В зависимых государствах форма налогов была несколько иная, но тяжесть их, насколько возможно, еще увеличивалась, так как, кроме римлян, здесь грабили еще и туземные дворы. В Каппадокии и Египте и крестьянин и царь дошли в равной степени до банкротства: первый не мог удовлетворить сборщика податей, а последний — римского кредитора. К этому присоединились еще прямые вымогательства не только со стороны самого наместника, но и его «друзей», из которых каждый считал себя как бы имеющим чек на имя наместника и признавал за собой право вернуться благодаря ему из провинции в качестве человека, сделавшего карьеру. Римская олигархия в этом отношении вполне походила на шайку разбойников и обирала провинциалов, словно это была ее профессия, с полным знанием дела; умелые люди не были при этом слишком разборчивы, так как приходилось делиться с адвокатами и присяжными, и чем больше они крали, тем увереннее делали это; крупный грабитель смотрел пренебрежительно на мелкого, а этот в свою очередь презирал воришку; тот из них, кто каким-нибудь чудом подвергался осуждению, гордился выясненной судебным следствием размером суммы, добытой им путем вымогательства. Так хозяйничали потомки тех людей, которые привыкли бывало по окончании срока своего управления возвращаться домой, провожаемые благодарностью подданных и одобрением сограждан.

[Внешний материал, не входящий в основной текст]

PR #142, opened 2019-11-04
Simple level progression UI on demo page

cpirich:
* Added basic UI in `ml-activities` demo page so you can run through an 8 level progression (the 3 video levels from the 11 level Code Studio script are not included here)
* Using the `?mode=short` URL syntax is still supported to set the initial level that will load
* We now export a new method call `initAll()`. The Code Studio side can get rid of a lot of code and just call this instead. For now, I'm exporting both the numerous methods and the new initAll(). Once we merge a Code Studio change (which I'm already testing locally), we can get rid of most of the exports from here.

Но, быть может, еще хуже хозяйничали среди несчастных провинциалов италийские дельцы, еще меньше подчиненные контролю. Наиболее доходные земельные участки, вся торговля и денежные обороты были сосредоточены в их руках. Имения в заморских областях, принадлежавшие италийской знати, были предоставлены всем невзгодам управления через приказчиков и никогда не видели своего владельца; исключение составляли разве охотничьи парки, встречавшиеся уже в эту пору в Трансальпинской Галлии и занимавшие иногда площадь до целой квадратной мили. Ростовщичество процветало более чем когда-либо. Мелкие землевладельцы в Иллирии, Азии, Египте уже в дни Варрона по большей части вели свое хозяйство фактически в качестве закабаленных должников своих римских или иных кредиторов, подобно тому как прежде плебеи зависели от своих заимодавцев-патрициев. Бывали случаи, когда капитал ссужался даже городским общинам за 4 % в месяц. Часто какой-нибудь энергичный и влиятельный делец в целях улучшения своих дел выпрашивал или у сената звание посла109
, или же у наместника ранг офицера, а также по возможности отряд солдат; из достоверного источника передается случай, когда один из этих почтенных воинственных банкиров вследствие нежелания города Саламина (на Кипре) исполнить его требования до тех пор держал в осаде общинный совет в здании совета, пока пять членов совета не умерли с голоду.К этому двойному гнету, — причем каждый из них был сам по себе невыносим, а взаимодействие их становилось все более утонченным, — присоединялись и общие бедствия, в которых в значительной степени, хотя и косвенно, было виновато римское правительство.
Во время многочисленных войн большие капиталы были вывезены из страны отчасти варварами, отчасти же римскими войсками и еще бо
льшие погибли. Из-за слабости римской внутренней и морской полиции повсюду кишели разбойники и пираты. В Сардинии и во внутренних областях Малой Азии разбойничьи шайки стали хроническим явлением; в Африке и Дальней Испании приходилось укреплять все строения, находившиеся вне городской ограды, особыми стенами и башнями. Ужаснейший бич — пиратство — было охарактеризовано нами раньше. Запретительная система, к которой, как к панацее, прибегали римские наместники, когда наступал недостаток денег или вздорожание хлеба (явления, неизбежные при таких условиях), а именно, запрещение вывоза золота или зернового хлеба из провинции, ничем, конечно, не помогала делу.